Cztery bramki Michałka i przełamanie Zatorzanki

Paweł Obstarczyk  |   Piłka nożna  |   3 maja 2016 23:50
Udostępnij

Zatorzanka wygrała u siebie z Orłem. Cztery bramki w tym spotkaniu zdobył Kamil Michałek.

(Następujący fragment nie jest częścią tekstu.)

PR #433, opened 2018-04-10
Add app service authentication functions

APwhitehat:
Add support for AS ?user= parameter in auth.
This is to be integrated with MakeAuthAPI in #427.

This includes changes made in #432.
Note: This was earlier part of #411.

### DIFF
--- a/src/github.com/matrix-org/dendrite/clientapi/auth/auth.go
+++ b/src/github.com/matrix-org/dendrite/clientapi/auth/auth.go
@@ -42,7 +42,7 @@ type DeviceDatabase interface {
 	GetDeviceByAccessToken(ctx context.Context, token string) (*authtypes.Device, error)
 }
 
-// AccountDatabase represents a account database.
+// AccountDatabase represents an account database.
 type AccountDatabase interface {
 	// Look up the account matching the given localpart.
 	GetAccountByLocalpart(ctx context.Context, localpart string) (*authtypes.Account, error)
--- a/src/github.com/matrix-org/dendrite/clientapi/auth/auth.go
+++ b/src/github.com/matrix-org/dendrite/clientapi/auth/auth.go
@@ -27,6 +27,8 @@ import (
 	"github.com/matrix-org/dendrite/clientapi/auth/authtypes"
 	"github.com/matrix-org/dendrite/clientapi/httputil"
 	"github.com/matrix-org/dendrite/clientapi/jsonerror"
+	"github.com/matrix-org/dendrite/clientapi/userutil"
+	"github.com/matrix-org/dendrite/common/config"
 	"github.com/matrix-org/util"
 )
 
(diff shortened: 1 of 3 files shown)


APwhitehat:
Build failure not related to this PR. One may trigger another build.

src/github.com/matrix-org/dendrite/clientapi/auth/auth.go
```diff
@@ -27,22 +27,92 @@ import (
...
+type AccountDatabase interface {
+	// Look up the account matching the given localpart.
+	GetAccountByLocalpart(ctx context.Context, localpart string) (*authtypes.Account, error)
+}
+
+// VerifyUserFromRequest authenticates the HTTP request,
+// on success returns UserID of the requester.
+// Finds local user or an application service user.
+// On failure returns an JSON error response which can be sent to the client.
+func VerifyUserFromRequest(
```
erikjohnston: It feels odd for there to be both this and `VerifyAccessToken`? Can we replace all instances of `VerifyAccessToken` and make it private? Or does that not make sense?

APwhitehat: I cannot make `VerifyAccessToken` private in this PR, since it's being used in `dendrite/common/httpapi.go`.
I do this change in #427. I hope it's alright.

APwhitehat: Made VerifyUserFromRequest private in #427. You may skip review of this PR but I must warn, it's big.

src/github.com/matrix-org/dendrite/clientapi/auth/auth.go
```diff
@@ -27,22 +27,92 @@ import (
...
-// The length of generated device IDs
-var deviceIDByteLength = 6
-
 // DeviceDatabase represents a device database.
 type DeviceDatabase interface {
 	// Look up the device matching the given access token.
 	GetDeviceByAccessToken(ctx context.Context, token string) (*authtypes.Device, error)
 }
 
+// AccountDatabase represents a account database.
```
anoadragon453: "a account" -> "an account"

src/github.com/matrix-org/dendrite/clientapi/auth/storage/devices/storage.go
```diff
@@ -111,6 +115,18 @@ func (d *Database) CreateDevice(
 	return
 }
 
+// generateDeviceID creates a new device id. Returns an error if failed to generate
+// random bytes.
+func generateDeviceID() (string, error) {
```
anoadragon453: Why move this function from auth to here?

APwhitehat: Import cycles. 😖 

Should never import parent directory/package.

PR #435, opened 2018-04-12
Added notes for contributing to dependencies

CromFr:
Please double check my english ;)

### DIFF
--- a/CONTRIBUTING.md
+++ b/CONTRIBUTING.md
@@ -43,7 +43,7 @@ in the dendrite repository to update the dependency.
 
 You can then create a commit containing only the modified vendor files (along
 with the `vendor/manifest` file), name it with the command you just ran (ie
-_gb vendor update github.com/matrix-org/gomatrix_), and open a PR on Dendrite.
+`gb vendor update github.com/matrix-org/gomatrix`), and open a PR on Dendrite.
 
 ## Getting Help
 
--- a/CONTRIBUTING.md
+++ b/CONTRIBUTING.md
@@ -33,6 +33,12 @@ nonetheless fairly well-contained.
 We ask people who are familiar with Dendrite to leave the [good first issue](https://github.com/matrix-org/dendrite/labels/good%20first%20issue)
 issues so that there is always a way for new people to come and get involved.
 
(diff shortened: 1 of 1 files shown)


CONTRIBUTING.md
```diff
@@ -33,6 +33,12 @@ nonetheless fairly well-contained.
 We ask people who are familiar with Dendrite to leave the [good first issue](https://github.com/matrix-org/dendrite/labels/good%20first%20issue)
 issues so that there is always a way for new people to come and get involved.
 
+## Contributing to dependencies
+
+Dependencies are located in `vendor/src` and are managed by `gb`. If you need make some changes in those directories, you first need to open a PR in the dependency repository. Once your PR is merged, you need to run `gb vendor update $repo_url` (example: `gb vendor update github.com/matrix-org/gomatrix`) in dendrite repository to update the dependency.
```
richvdh: please could you wrap at 80 chars or so?

richvdh: "If you need *to* make"

richvdh: in *the* dendrite repository.

CONTRIBUTING.md
```diff
@@ -33,6 +33,12 @@ nonetheless fairly well-contained.
...
+
+You can then commit the modified files and name the commit with the command you just ran.
```
richvdh: ... and open a PR in dendrite.

might be worth noting that, where possible, it's preferable to avoid mixing changes to the vendored dependencies with other changes in the same PR.

CromFr:
I shouldn't edit things on Github, I always get something wrong with it ^^

Btw, why are the dependencies versioned inside this repository? wouldn't it be simpler to have only the vendor/manifest file versioned, and let the `vendor/{pkg,src}` be installed/upgraded by gb ?

richvdh:
> Btw, why are the dependencies versioned inside this repository? wouldn't it be simpler to have only the vendor/manifest file versioned, and let the vendor/{pkg,src} be installed/upgraded by gb ?

Suggest you take that one to #dendrite-dev. (I can't really remember, tbh)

Do tej pory w rundzie wiosennej Zatorzanka nie umiała się odnaleźć. Drużyna z Zatora nie grała bardzo źle, ale punktów nie zdobywała. Szansa na odblokowanie się przyszła w meczu z Orłem. Ten klub walczy o utrzymanie w A klasie. Zespół z Witkowic nie ma już większych szans na wyprzedzenie ekip zajmujących wyższe miejsca. Zawodnicy klubu z gminy Kęty muszą pamiętać o tym, że przedostatnie miejsce nie musi dać utrzymania, ale tylko drużyna z ostatniego miejsca bezdyskusyjnie spada do B klasy.

W 15. minucie Michałek doskoczył do piłki, która „zawisła” w powietrzu i przelobował bramkarza. W 20. minucie po strzale Nazariana Wróbel odbił futbolówkę przed siebie. Skuteczną dobitką popisał się Michałek. Gola numer trzy zawodnik Zatorzanki zdobył w 32. minucie. Ustawiony przy słupku piłkarz zdobył bramkę strzałem głową po dośrodkowaniu Żaka.

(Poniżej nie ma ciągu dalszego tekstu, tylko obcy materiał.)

PR #419, opened 2018-03-09
Implement transactions cache to ensure idempotency of sendEvents

APwhitehat:
Fixes #327 .
This implements transactions cache, which is used to ensure idempotency of clientapi:`/rooms/{roomID}/send/{eventType}/{txnID}` .
This can be extended as required to other events with txnID.

@erikjohnston: How to proceed further ?

PR #440, opened 2018-05-10
Add module for transactions cache

APwhitehat:
Add a transactions module in dendrite/common. This is needed for idempotent APIs.

based on #419.

### DIFF
--- a/src/github.com/matrix-org/dendrite/common/transactions/transactions.go
+++ b/src/github.com/matrix-org/dendrite/common/transactions/transactions.go
@@ -1,0 +1,87 @@
+// Licensed under the Apache License, Version 2.0 (the "License");
+// you may not use this file except in compliance with the License.
+// You may obtain a copy of the License at
+//
+//     http://www.apache.org/licenses/LICENSE-2.0
+//
+// Unless required by applicable law or agreed to in writing, software
+// distributed under the License is distributed on an "AS IS" BASIS,
+// WITHOUT WARRANTIES OR CONDITIONS OF ANY KIND, either express or implied.
+// See the License for the specific language governing permissions and
+// limitations under the License.
+
+package transactions
+
+import (
+	"errors"
+	"sync"
+	"time"
+
+	"github.com/matrix-org/util"
+)
+
+// CleanupPeriod represents time in nanoseconds after which cacheCleanService runs.
+const CleanupPeriod time.Duration = 30 * time.Minute
+
+type entry struct {
+	value     *util.JSONResponse
+	entryTime time.Time
+}
+
+// Cache represents a temporary store for entries.
+// Entries are evicted after a certain period, defined by CleanupPeriod.
+type Cache struct {
+	sync.RWMutex
+	txns map[string]entry
+}
+
+// New creates a new Cache object, starts cacheCleanService.
+// Returns a referance to newly created Cache.
+func New() *Cache {
+	t := Cache{txns: make(map[string]entry)}
+
+	// Start cleanup service as the Cache is created
+	go cacheCleanService(&t)
+	return &t
+}
+
+// FetchTransaction looks up an entry for txnID in Cache.
+// Returns a JSON response if txnID is found, else returns error.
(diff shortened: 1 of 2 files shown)


src/github.com/matrix-org/dendrite/common/transactions/transactions_test.go
```diff
@@ -0,0 +1,75 @@
...
+// TestConcurentAccess provides some guarantee against corruption.
+func TestConcurentAccess(t *testing.T) {
+	fakeTxnCache := New()
+	// Signal that this test should run in parallel
+	t.Parallel()
+	// Add entries concurrently to test concurrent access.
+	for i := 1; i <= 1000; i++ {
+		go check(t, fakeTxnCache, i)
+	}
+}
```
erikjohnston: Honestly, I'm not sure this test is really testing anything much; if there is a concurrency bug then this is unlikely to pick it up. The concurrency model here is to simply use `RWLock`, so I think its safe to simply not have a unit test and to manually make sure we lock in the appropriate methods.

(If the cache was more complicated, then we'd probably want to add hooks into the cache to let us write deterministic tests.)

src/github.com/matrix-org/dendrite/common/transactions/transactions.go
```diff
@@ -0,0 +1,87 @@
...
+import (
+	"errors"
+	"sync"
+	"time"
+
+	"github.com/matrix-org/util"
+)
+
+// CleanupPeriod represents time in nanoseconds after which cacheCleanService runs.
+const CleanupPeriod time.Duration = 30 * time.Minute
```
erikjohnston: Personally I would make this an option for `Cache`

erikjohnston:
Thinking about it, I wonder if we should be a little concerned about the clean up method. We'll need to lock for during iteration of the map, which could take a little while if the map is large.

It's probably fine for now, but an alternative trick that you can use to make the clean up efficient is to:
1. Have two maps instead of one
2. During lookup check both maps
3. Add new transactions to the first map
3. Every N minutes: set the second map point to the first, and set the first map to a new empty map.

This works by effectively rotating the maps. A transaction will get added to the first map, it will at some point get rotated to the second map, and finally (after at least N minutes) the map with the transaction gets dropped.

src/github.com/matrix-org/dendrite/common/transactions/transactions.go
```diff
@@ -0,0 +1,86 @@
...
+type Cache struct {
+	sync.RWMutex
+	txnsMaps      [2]txnsMap
+	cleanupPeriod time.Duration
+}
+
+// New creates a new Cache object, starts cacheCleanService.
+// Takes cleanupPeriod (in minutes) as argument, in case of 0 DefaultCleanupPeriod is used instead.
+// Returns a reference to newly created Cache.
+func New(cleanupPeriodInMins int) *Cache {
```
erikjohnston: Given we have a `time.Duration` type, I'd use that. If you want to make it optional then either take a pointer and check for null or have `New()` and `NewWithPeriod(..)`

src/github.com/matrix-org/dendrite/common/transactions/transactions.go
```diff
@@ -0,0 +1,86 @@
...
+// DefaultCleanupPeriod represents the default time duration after which cacheCleanService runs.
+const DefaultCleanupPeriod time.Duration = 30 * time.Minute
+
+type txnsMap map[string]*util.JSONResponse
+
+// Cache represents a temporary store for response entries.
+// Entries are evicted after a certain period, defined by cleanupPeriod.
+type Cache struct {
+	sync.RWMutex
+	txnsMaps      [2]txnsMap
```
erikjohnston: I'd probably give a quick comment here to say why there are two maps, and how this all works internally

src/github.com/matrix-org/dendrite/common/transactions/transactions.go
APwhitehat: In most scenario one would let the Default be as it is, passing nil for that case is cumbersome.
So I will avoid the nil-able pointer parameter.

PR #445, opened 2018-05-17
Fix typo

l2dy:
```
// Returns a list of output events to write to the kafka log to inform the
// consumers about the invites added or retired by the change in current state.
```
So we probably shouldn't return `nil` on success.


anoadragon453:
I believe this is the intended behavior. Thanks!

PR #446, opened 2018-05-21
[roomserver]Store transaction ID and prevent reprocessing of events

APwhitehat:
Reconfiguration of postgresql is required to test this.

` Signed-off-by: Anant Prakash <anantprakashjsr@gmail.com>`

### DIFF
--- a/src/github.com/matrix-org/dendrite/roomserver/storage/transactions_table.go
+++ b/src/github.com/matrix-org/dendrite/roomserver/storage/transactions_table.go
@@ -32,14 +32,12 @@ CREATE TABLE IF NOT EXISTS roomserver_transactions (
 	event_id TEXT NOT NULL,
 	-- A transaction ID is unique for a user and device
 	-- This automatically creates an index.
-	CONSTRAINT roomserver_transaction_unique PRIMARY KEY (transaction_id, device_id, user_id)
+	PRIMARY KEY (transaction_id, device_id, user_id)
 );
 `
 const insertTransactionSQL = "" +
 	"INSERT INTO roomserver_transactions (transaction_id, device_id, user_id, event_id)" +
-	" VALUES ($1, $2, $3, $4)" +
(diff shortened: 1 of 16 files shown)


erikjohnston:
Unfortunately, I forgot two things that makes things a bit more annoying:
1. Transactions IDs are scoped to a particular user's device. This means that the same transaction ID may be used across different devices, so all queries for transaction IDs need to take that into account.
2. We need to make sure the client API returns the right event ID, i.e. if we have already processed the transaction we need to return the existing event's ID, rather than the ID for the event we are trying to persist. This means that the API the clientapi uses to send events needs to return an event ID.

The second point should be relatively easy to do. However the first point is more annoying, since the events table currently stores neither the sender user_id nor device ID. Given that, I think I've changed my mind and we should probably have it as a a separate table (like you originally suggested).

erikjohnston:
Oh, and also: whenever you add new queries (especially when using new columns), its a good idea to stop and consider whether it needs a new index to be added.

For example, currently in this PR we're adding a query to select based on `transaction_id`, which is not indexed. This means that the database would need to scan the entire table to find the row, which isn't ideal, so we should in that case add an index on `transaction_id`.

src/github.com/matrix-org/dendrite/roomserver/storage/transactions_table.go
```diff
@@ -0,0 +1,88 @@
...
+	-- A transaction ID is unique for a user and device
+	-- This automatically creates an index.
+	CONSTRAINT roomserver_transaction_unique PRIMARY KEY (transaction_id, device_id, user_id)
+);
+`
+const insertTransactionSQL = "" +
+	"INSERT INTO roomserver_transactions (transaction_id, device_id, user_id, event_id)" +
+	" VALUES ($1, $2, $3, $4)" +
+	" ON CONFLICT ON CONSTRAINT roomserver_transaction_unique" +
+	" DO NOTHING"
```
erikjohnston: Why do we want to noop if the row already exists?

PR #429, opened 2018-03-16
[WIP] Add Macaroon generator & handler, implement Token-based login

APwhitehat:
* Adds macaroon generator & handler, uses vendor package `github.com/go-macaroon/macaroon`
* Include helper functions to read , validate, etc tokens (Macaroons).
* `login.go` is littered, #432 will help immensely in reducing the same.
* move LoginResponse & LoginRequest from `login.go` to `auth.authtypes`

PR #447, opened 2018-05-22
Add macaroon token handlers

APwhitehat:
Add token validation and userID query.

was earlier part of #429

### DIFF
--- a/src/github.com/matrix-org/dendrite/clientapi/auth/tokens/tokens_handlers.go
+++ b/src/github.com/matrix-org/dendrite/clientapi/auth/tokens/tokens_handlers.go
@@ -1,0 +1,115 @@
+// Licensed under the Apache License, Version 2.0 (the "License");
+// you may not use this file except in compliance with the License.
+// You may obtain a copy of the License at
+//
+//     http://www.apache.org/licenses/LICENSE-2.0
+//
+// Unless required by applicable law or agreed to in writing, software
+// distributed under the License is distributed on an "AS IS" BASIS,
+// WITHOUT WARRANTIES OR CONDITIONS OF ANY KIND, either express or implied.
+// See the License for the specific language governing permissions and
+// limitations under the License.
+
+package tokens
+
+import (
+	"errors"
+	"net/http"
+	"strconv"
+	"strings"
+	"time"
+
+	"github.com/matrix-org/dendrite/clientapi/jsonerror"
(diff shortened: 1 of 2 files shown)


src/github.com/matrix-org/dendrite/clientapi/auth/tokens/tokens_handlers.go
```diff
@@ -0,0 +1,115 @@
...
+	}
+	return nil
+}
+
+// verifyCaveats verifies caveats associated with a login token macaroon.
+// which are "gen = 1", "user_id = ...", "time < ..."
+// Returns nil on successful verification, else returns an error.
+func verifyCaveats(caveats []string, userID string) error {
+	// variable verified represents a bitmap
+	// last 4 bit is Uvvv where,
```
anoadragon453: "last 4 bit is Uvvv" -> "last 4 bits are Uvvv"

src/github.com/matrix-org/dendrite/clientapi/auth/tokens/tokens_handlers.go
```diff
@@ -0,0 +1,115 @@
...
+		}
+	}
+	return nil
+}
+
+// verifyCaveats verifies caveats associated with a login token macaroon.
+// which are "gen = 1", "user_id = ...", "time < ..."
+// Returns nil on successful verification, else returns an error.
+func verifyCaveats(caveats []string, userID string) error {
+	// variable verified represents a bitmap
```
anoadragon453: This is certainly one way to do it :) Since we only really need to differentiate between good versus bad caveats, I'd say this approach works fine.

src/github.com/matrix-org/dendrite/clientapi/auth/tokens/tokens_handlers_test.go
```diff
@@ -0,0 +1,56 @@
...
+// See the License for the specific language governing permissions and
+// limitations under the License.
+
+package tokens
+
+import "testing"
+
+// If any of these options are missing, validation should fail
+var invalidMissings = []string{"ServerPrivateKey", "UserID"}
+
```
anoadragon453: Would just add a couple more test cases for an expired token and/or invalid userID.

APwhitehat:
Closed in favour of matrix-org/gomatrixserverlib#89

Issue #454, opened 2018-05-22
Set up Prometheus handler for each component


anoadragon453:
The plan is to have a prometheus HTTP handler running per component. This should be set up in the `cmd/dendrite-*` file for each component.

```
// The Handler function provides a default handler to expose metrics
// via an HTTP server. "/metrics" is the usual endpoint for that.
http.Handle("/metrics", promhttp.Handler())
log.Fatal(http.ListenAndServe(":8080", nil))
```

Port should be that of each component of course.

anoadragon453:
Done in #459

PR #455, opened 2018-05-22
Add prometheus metrics tracking

anoadragon453:
This adds Prometheus as a dependency and initializes the http server for the monolith setup (per-component http server tracked at #454) at http://127.0.0.1:8080/metrics

It also implements a very basic counter for the total amount of registered users (`dendrite_clientapi_reg_users_total`). Metric name is currently `dendrite-componentName-name`. Any feedback on that structure is welcome.


anoadragon453:
Closed in favor of #459

PR #459, opened 2018-05-23
Update Prometheus metrics tracking

anoadragon453:
So turns out we already had a bit of Prometheus metrics tracking, but the methods and libraries it used were outdated/deprecated.

This updates it to the latest stable commit, and serves metrics on /metrics for each component separately, as well as for the monolith.

Note: I haven't tested without naffka yet, but it should work in theory.

This still adds a basic metrics of total amount of registered users.


anoadragon453:
@erikjohnston So only allowing localhost to access `/metrics` you mean?

PR #462, opened 2018-05-23
Add Application Service component

### LINKED ISSUE #449: AppServices: Create New Component
We need to make a new component for Application Services. It will take care of the following tasks:

* Subscribe to the Roomserver kafka stream and pull out any events that need to be forwarded to registered Application Services.
* Make requests to the various [Application Service HTTP APIs](https://matrix.org/docs/spec/application_service/unstable.html#http-apis).
* Handling `/_matrix/app/*` HTTP requests from Application Services.

It will **not** handle:

* Registering Application Services on startup.
* Handling any `/_matrix/client/*` HTTP requests from Application Services.

anoadragon453:
The component subscribes to the Roomserver kafka stream, filtering events to be eventually sent off to relevant app services, as well as handling incoming HTTP traffic from app services on the `/matrix/app/r0/*` route.

Linting will fail on some unused variables in `appservice/routing/routing.go` as the endpoints currently don't have any functionality.

This is only the beginning. Fixes #449

### DIFF
--- a/dendrite-config.yaml
+++ b/dendrite-config.yaml
@@ -112,6 +112,7 @@ listen:
     media_api: "localhost:7774"
     public_rooms_api: "localhost:7775"
     federation_sender: "localhost:7776"
+    appservice: "localhost:7777"
 
 # The configuration for tracing the dendrite components.
 tracing:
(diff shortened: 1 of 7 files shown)


erikjohnston:
This looks good. Is there a way for you to make the linting pass? I'm not keen on having the linting fail on master

anoadragon453:
Sure, I'll stick a nolint in there for the time being.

Po zdobyciu klasycznego hat – tricka Michałek nie rezygnował z starań o kolejne trafienia. W 48. minucie Zatorzanka przeprowadzała kontraatak. Zdobywca trzech goli otrzymał podanie od Nazariana i posłał piłkę do bramki obok interweniującego golkipera. W 75. minucie gola zdobył Orzeł. Do piłki odbitej przez Momota po strzale Achingera doszedł Sapeta i wlał nadzieje w serca piłkarzy klubu z gminy Kęty.

W końcówce padły jeszcze dwa gole. W 87. minucie piłkę wrzucał Czapiewski, podanie przedłużył Celej, a futbolówkę do siatki skierował Rybarczyk. W doliczonym czasie gry Kawczak strzelił jeszcze bramkę dla Orła, ale to nie zmieniło faktu, że Zatorzanka zdecydowanie wygrała.

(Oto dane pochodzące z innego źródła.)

PR #467, opened 2018-05-25
Filter Roomserver Events Based on Application Service

anoadragon453:
When Application Services are registered, they specify a number of namespaces (regexes based on userID, RoomID and Room Alias) for events that they want to know about. We pull these namespaces in at startup and compile their regex into Regexp objects, which we later use to quickly check if several properties of an incoming event match what a given application service wants.

Checking sender names and room IDs were quite simple as they are part of the event, however to get all the aliases of a room, a new aliasAPI was necessary. `GetAliasesForRoomID` was added for this, right alongside `GetRoomIDForAlias` which was renamed from its earlier quite vague name of `GetAliasRoomID`.

I believe this new alias API is the correct way to get aliases for a given RoomID, though a database query for Aliases from RoomID was already available, so let me know if this was already possible somehow and the new call isn't necessary.

At the moment it just prints out whether an app service was interested in an event or not, but the next step is to queue up that event and have a module batch and send them off to the appservice.

### DIFF
--- a/src/github.com/matrix-org/dendrite/appservice/consumers/roomserver.go
+++ b/src/github.com/matrix-org/dendrite/appservice/consumers/roomserver.go
@@ -17,6 +17,7 @@ package consumers
 import (
 	"context"
 	"encoding/json"
+	"fmt"
 
 	"github.com/matrix-org/dendrite/clientapi/auth/storage/accounts"
 	"github.com/matrix-org/dendrite/common"
@@ -85,6 +86,7 @@ func (s *OutputRoomEventConsumer) onMessage(msg *sarama.ConsumerMessage) error {
 	}
 
 	ev := output.NewRoomEvent.Event
+	fmt.Println("got event", ev)
 	log.WithFields(log.Fields{
 		"event_id": ev.EventID(),
 		"room_id":  ev.RoomID(),
--- a/src/github.com/matrix-org/dendrite/appservice/consumers/roomserver.go
+++ b/src/github.com/matrix-org/dendrite/appservice/consumers/roomserver.go
@@ -29,11 +29,16 @@ import (
 	sarama "gopkg.in/Shopify/sarama.v1"
 )
 
+var (
+	appServices []config.ApplicationService
+)
+
 // OutputRoomEventConsumer consumes events that originated in the room server.
 type OutputRoomEventConsumer struct {
 	roomServerConsumer *common.ContinualConsumer
 	db                 *accounts.Database
 	query              api.RoomserverQueryAPI
+	alias              api.RoomserverAliasAPI
 	serverName         string
 }
 
@@ -43,7 +48,9 @@ func NewOutputRoomEventConsumer(
 	kafkaConsumer sarama.Consumer,
 	store *accounts.Database,
 	queryAPI api.RoomserverQueryAPI,
+	aliasAPI api.RoomserverAliasAPI,
 ) *OutputRoomEventConsumer {
+	appServices = cfg.Derived.ApplicationServices
 
 	consumer := common.ContinualConsumer{
 		Topic:          string(cfg.Kafka.Topics.OutputRoomEvent),
@@ -54,6 +61,7 @@ func NewOutputRoomEventConsumer(
 		roomServerConsumer: &consumer,
 		db:                 store,
 		query:              queryAPI,
+		alias:              aliasAPI,
 		serverName:         string(cfg.Matrix.ServerName),
 	}
 	consumer.ProcessMessage = s.onMessage
@@ -86,7 +94,6 @@ func (s *OutputRoomEventConsumer) onMessage(msg *sarama.ConsumerMessage) error {
 	}
 
 	ev := output.NewRoomEvent.Event
-	fmt.Println("got event", ev)
 	log.WithFields(log.Fields{
 		"event_id": ev.EventID(),
 		"room_id":  ev.RoomID(),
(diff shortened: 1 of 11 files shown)


anoadragon453:
Ok, should be filtering all known events now.

src/github.com/matrix-org/dendrite/appservice/consumers/roomserver.go
```diff
@@ -142,3 +156,57 @@ func (s *OutputRoomEventConsumer) lookupStateEvents(
...
+	for _, roomNamespace := range appservice.NamespaceMap["rooms"] {
+		if roomNamespace.RegexpObject.MatchString(event.RoomID()) {
+			return true
+		}
+	}
+
+	// Check all known room aliases of the room the event came from
+	queryReq := api.GetAliasesForRoomIDRequest{RoomID: event.RoomID()}
+	var queryRes api.GetAliasesForRoomIDResponse
+	if err := s.alias.GetAliasesForRoomID(context.TODO(), &queryReq, &queryRes); err == nil {
```
erikjohnston: You should be threading the context through. `context.TODO()` should only be used when you otherwise don't know quite where to get one yet, but we already have made a context for `UpdateMemberships`, so lets use that one.

src/github.com/matrix-org/dendrite/appservice/consumers/roomserver.go
```diff
@@ -142,3 +156,57 @@ func (s *OutputRoomEventConsumer) lookupStateEvents(
...
+		for _, alias := range queryRes.Aliases {
+			for _, aliasNamespace := range appservice.NamespaceMap["aliases"] {
+				if aliasNamespace.RegexpObject.MatchString(alias) {
+					return true
+				}
+			}
+		}
+	} else {
+		log.WithError(err).Errorf("Unable to get aliases for Room with ID: %s", event.RoomID())
```
erikjohnston: Probably better to use the structured logging, so something like:

```golang
log.WithFields(log.Fields{
    "room_id": event.RoomID(),
}).WithError(err).Error("Unable to get aliases for room")
```

src/github.com/matrix-org/dendrite/common/config/appservice.go
```diff
@@ -182,9 +199,9 @@ func checkErrors(config *Dendrite) error {
 			}
 		}
 	}
-	setupRegexps(config)
 
-	return nil
+	err = setupRegexps(config)
+	return err
```
erikjohnston: Why are we not just `return setupRegexps(config)`, and why do we need to name the return value?

src/github.com/matrix-org/dendrite/common/config/config.go
```diff
@@ -235,12 +235,19 @@ type Dendrite struct {
...
+		// exclusive Application Service namespaces
 		ExclusiveApplicationServicesUsernameRegexp *regexp.Regexp
-
-		// TODO: Exclusive alias, room regexp's
+		// When a user creates a room alias, we check that it isn't already
+		// reserved by an application service
+		ExclusiveApplicationServicesAliasRegexp *regexp.Regexp
+		// TODO: Huh? When a room ID is created, we block the client from
+		// creating it if it falls under an application service's exclusive
+		// roomID regex? But why tho
```
erikjohnston: We should probably find out the answer to this question before writing the code and landing it :)

src/github.com/matrix-org/dendrite/roomserver/alias/alias.go
```diff
@@ -98,14 +98,30 @@ func (r *RoomserverAliasAPI) GetAliasRoomID(
...
+) error {
+	// Look up the aliases in the database for the given RoomID
+	aliases, err := r.DB.GetAliasesForRoomID(ctx, request.RoomID)
+	if err != nil {
+		return err
+	}
+
+	response.Aliases = aliases
+	return nil
+}
```
erikjohnston: Where was the implementation for `GetAliasesFromRoomID`? I'm surprised I'm not seeing that removed in the diff.

src/github.com/matrix-org/dendrite/common/config/appservice.go
anoadragon453: Derp, yes that really should be `return setupRegexps(config)`.

src/github.com/matrix-org/dendrite/appservice/consumers/roomserver.go
anoadragon453: Gotcha. Still figuring out how context works :)

src/github.com/matrix-org/dendrite/roomserver/alias/alias.go
anoadragon453: There wasn't one. I've had to add it :)

anoadragon453:
* Prevented user from creating more than one regex per namespace type

  - Got caught out by realizing I had an extra '-' in the config file. This
prevents anyone from making the same mistake :)

* There was a pointer reference to a string slice. Slices are already
pointers, so it wasn't necessary. Testing shows this hasn't broken
anything.

* Removed exclusive RoomID namespace regex, as we won't need to check
upon room creation if the ID is reserved exclusively by an AS (as this
is silly and horribly inefficient).

* Fixed all else mentioned

@erikjohnston Back to you

src/github.com/matrix-org/dendrite/roomserver/alias/alias.go
erikjohnston: Then how was `RoomserverAliasAPIDatabase` implemented?

anoadragon453: The database queries and supporting functions were already there, a method to expose it to the RoomserverAliasAPI was all that was needed.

– Uważam, że z gry nie byliśmy słabszą drużyną. Przegraliśmy przez błędy indywidualne – powiedział Szymon Śliwa, trener Orła Witkowice.

– Długo na to czekaliśmy, ale wreszcie nasza skuteczność nie zawiodła. Odblokowaliśmy się. Chciałem w tym miejscu pochwalić przede wszystkim juniorów, którzy dziś grali w zespole seniorów. Przez moment było ich czterech na boisku. Zagrali na miarę moich oczekiwań – powiedział Marcin Folga, trener Zatorzanki Zator.

Niedziela 1 maja Zatorzanka Zator – Orzeł Witkowice 5:2 (3:0)
Bramki: 1:0 Michałek (15.), 2:0 Michałek (20.), 3:0 Michałek (32.), 4:0 Michałek (47.), 4:1 Sapeta (75.), 5:1 Rybarczyk (87.), 5:2 Kawczak (90.)

Skład:
Zatorzanka Zator: Momot, Stybak, Skrobacz (55. Rospond), Sosnowski, Czapiewski, Mika, Leszczyński (65. K. Wolanin), Żak (80. Rybarczyk), Nazarian, Michałek (90. Szczygieł), Celej. Trener: Marcin Folga.

Orzeł Witkowice: Wróbel, Jedliński (80. Kasperek), Łysoń, Śliwa, Jurzak, Łochański (70. Gołębiowski), Achinger, Sapeta, Borowy (52. Matonóg), Bąba, Kawczak. Trener: Szymon Śliwa.

Najnowsze realizacje wideo

.
Kalendarium
Reklama
. . . . . . . . . . . . . . .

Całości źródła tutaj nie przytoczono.